Aim of the exercise: Could you print, exactly as they stand, the lines from the one holding "maverick is 3h" to the end of the data below, and nothing more?

Stored data
________
PR #3506, opened 2025-04-13
refactor: Introduce DecoderOutputBuffers per batch

Funatiq:
- Move communication logic from buffer classes to communication classes.
  - This allows to send various buffers instead of being limited to the buffer class.
- Move (host) decoder outputs from DecoderBuffers to new DecoderOutputBuffers class


dcampora:
Looks good to me. Great news that overlap scheduling finally works with the C++ decoders!

dcampora (approved):

PR #3517, opened 2025-04-14
feat: Support cos_sin_cache in all cases.

yuxianq:
This MR contains the following updates:

1. Handle `fuse_pos_embd=True/False` and create `RotaryEmbedding` inside attention module, so that the users don't need to handle it in the modeling files.
2. Cache `cos_sin` for unfused rope implementation. If flashinfer is available, use `apply_rope_with_cos_sin_cache_inplace` instead of `apply_rope_inplace`. Otherwise, we fallback to pure pytorch implementation, which can support any rope now.


litaotju (approved):

tensorrt_llm/_torch/modules/rotary_embedding.py
```diff
@@ -1,213 +1,62 @@
...
-                    rope_theta = self.config.rope_theta
-                    if self.rope_type in ['default', 'llama3']:
-                        flashinfer_apply_rope_inplace(
-                            q,
-                            k,
-                            attn_metadata.qo_indptr,
-                            attn_metadata.cached_token_lens,
-                            rope_theta=rope_theta,
-                            rotary_dim=self.rotary_dim,
-                            interleave=use_gptj_style_rope)
```
chang-l, line 159: Just to clarify — here when `interleave=True` (for llama4), can we still use `flashinfer_apply_rope_with_cos_sin_cache_inplace`?
It looks like in L25, you enforced `interleave=False`. Are these referring to the same interleave definition? @yuxianq

yuxianq: llama4 uses `is_neox=False` while llama3 uses `is_neox=True`. `interleave=True/False` is for `rope_cos_sin` layout. For fused rope in trtllm attention backend, we always use `interleave=True`. For unfused rope implemented by flashinfer or native PyTorch ops, we always use `interleave=False`.

chang-l: Thanks @yuxianq.
Can I understand it as: whether interleave is True or not would not impact the attention output itself — as long as we follow the expected format per backend (i.e., use interleaved format for TRTLLM and non-interleaved for FlashInfer)?

Also, for my own education, what does `is_neox` represent for?

vanshilshah97: Hi @yuxianq 
Thanks for the commit. I think i was looking for this for our use case.
I was discussing this with @chang-l today afternoon regarding this.

@chang-l I think `is_neox` refers to the type of RoPE embeddings that TRT-LLM supports that were found in the respective  [model implementation](https://nvidia.github.io/TensorRT-LLM/advanced/gpt-attention.html#rotary-positional-embedding-rope).
@yuxianq one question
 For our use-case to support trt-llm attention for llama4 scout . We want to apply qk_norm on Q and K after RoPE is applied.
I was planning to use the pytorch implementation for generating unfused rope then apply qk norm on pytorch level and pass these things to trtllm attention kernels thorugh [here](https://github.com/NVIDIA/TensorRT-LLM/blob/b2fb0fe843ca6ed09be691b9219747da4167d3c2/tensorrt_llm/_torch/attention_backend/trtllm.py#L315) with `pos_embed_params=None`, according to my understanding as we have already done RoPE. Do you forsee any issue for that ? Accuracy wise or format wise ?

chang-l: @vanshilshah97  It seems w/ this PR, unfused rope (using flashinfer kernel) can work outside together with trtllm attention backend. I will update the code path in this PR: https://github.com/NVIDIA/TensorRT-LLM/pull/3491 later tonight, then you can cherry-pick it to your llama4 branch.

yuxianq: @vanshilshah97 The main issue is that the current MLA kernel cannot skip rope, see https://github.com/NVIDIA/TensorRT-LLM/blob/515dd0d78fe8f5f86f8a655fc7bac36a6f8da7ac/cpp/tensorrt_llm/kernels/mlaKernels.cu#L451.
@hlu1 Can you help to estimate the effort needed to skip rope in our mla kernels?

yuxianq: @chang-l `interleave=True` means the `rope_cos_sin` layout is [cos0, sin0, cos1, sin1, ...], cos and sin are interleaved; `interleave=False` uses [cos0, cos1, ..., sin0, sin1, ...] layout.
`is_neox` is about q/k layout. When calculating rope, we need to split q/k into two tensors and use them to multiple with cos/sin. `is_neox=True` means we split q/k into the first half part (`q[..., :head_dim//2]`) and the second half part (`q[..., head_dim//2:]`), while `is_neox=False` means we split q/k into the even part (`q[..., ::2]`) and the odd part (`q[..., 1::2]`).

chang-l: @yuxianq  Got it. Thanks Yuxian.  
So `interleave=True` must come with `is_neox=False`; and `interleave=False` must come with `is_neox=True`

If so, like you mentioned:
> For unfused rope implemented by flashinfer or native PyTorch ops, we always use interleave=False

then we cannot use the existing unfused rope from flashinfer or native pytorch op for llama4 due to format issue (interleave = True/is_neox=False for llama4)? Am i missing something?

yuxianq: No, `is_neox` is related to algorithm, it changes the rope output; `interleave` is related to implementation, it does not change the rope output. I list all the combinations:
- `is_neox=False` and `interleave=False`: for rope_gptj + flashinfer/native op
- `is_neox=False` and `interleave=True`: for rope_gptj + trtllm fused rope
- `is_neox=True` and `interleave=False`: for rope_gpt_neox + flashinfer/native op
- `is_neox=True` and `interleave=True`: for rope_gpt_neox + trtllm fused rope

yuxianq: @hlu1 Sorry for misunderstanding, this issue is related to llama4, not deepseek, so MLA without rope fusion is unnecessary here.

chang-l: @yuxianq  Thanks! Thats very helpful

tensorrt_llm/_torch/modules/attention.py
```diff
@@ -208,36 +221,25 @@ def forward(
...
+            out_scale = self.o_proj.inv_input_scale
 
-            attn_output = self.attn.forward(q.contiguous(),
-                                            k.contiguous(),
-                                            v.contiguous(),
-                                            attn_metadata,
-                                            attention_mask=attention_mask,
-                                            mrope_config=mrope_config)
+        q, k, v = self.convert_qkv(q, k, v)
+        attn_output = self.attn.forward(q,
```
chang-l, line 236: @yuxianq  
Another question: do we need to include `.contiguous()` after q, k, v when passing to `attn.forward`  after applying rope

cc. @hlu1

hlu1: It depends on if the attention kernel requires contiguous inputs or strided inputs. A common practice is for the attention kernel to call `.contiguous()` inside if contiguous inputs are required.

chang-l: I see.. do you know whether flashinfer and trtllm attn backend support strided input? AFAIK, there seems no `contiguous()` call inside both attn kernels? (I may miss something)

PR #3520, opened 2025-04-14
test: Add llama 4 to ci

dongfengy:
(1) llama4 models are uploaded to llm_models_root()
(2) maverick and scout tests will be enabled on 8x h200 post merge

### DIFF
--- a/tests/integration/test_lists/test-db/l0_dgx_h200.yml
+++ b/tests/integration/test_lists/test-db/l0_dgx_h200.yml
@@ -15,5 +15,5 @@ l0_dgx_h200:
   tests:
   # ------------- PyTorch tests ---------------
   - accuracy/test_llm_api_pytorch.py::TestDeepSeekV3Lite::test_bfloat16_4gpus[ep4-attention_dp-cuda_graph-overlap_scheduler]
-  - unittest/_torch/multi_gpu_modeling/test_llama4.py::test_llama4[tp8-trtllm-scout]
-  - unittest/_torch/multi_gpu_modeling/test_llama4.py::test_llama4[tp8-trtllm-maverick]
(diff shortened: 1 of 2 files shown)


mikeiovine (approved):
LGTM assuming tests pass

dongfengy:
according to @yiqingy0  pipeline got time out because the test is running for more than 6 hours
this doesn't make sense as it's  just a single prompt. I will try to run it locally +CC @mikeiovine

tests/integration/test_lists/test-db/l0_dgx_h200.yml
```diff
@@ -15,3 +15,4 @@ l0_dgx_h200:
   tests:
   # ------------- PyTorch tests ---------------
   - accuracy/test_llm_api_pytorch.py::TestDeepSeekV3Lite::test_bfloat16_4gpus[ep4-attention_dp-cuda_graph-overlap_scheduler]
+  - unittest/_torch/multi_gpu_modeling -k "llama4"
```
litaotju: whats the runtime of these?
If its slow, lets only check TRT-LLM backend not flashinfer one.

litaotju (approved):

tests/integration/test_lists/test-db/l0_dgx_h200.yml
dongfengy: scout is 1h
maverick is 3h

Yes we will need to only check trtllm ones

dongfengy: as per discussion with Xiwen Yu , we need to add only scout first. Otherwise the entire stage will timeout. (Since it need to run other tests as well). +CC @mikeiovine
________
Answer box:
maverick is 3h

Yes we will need to only check trtllm ones

dongfengy: as per discussion with Xiwen Yu , we need to add only scout first. Otherwise the entire stage will timeout. (Since it need to run other tests as well). +CC @mikeiovine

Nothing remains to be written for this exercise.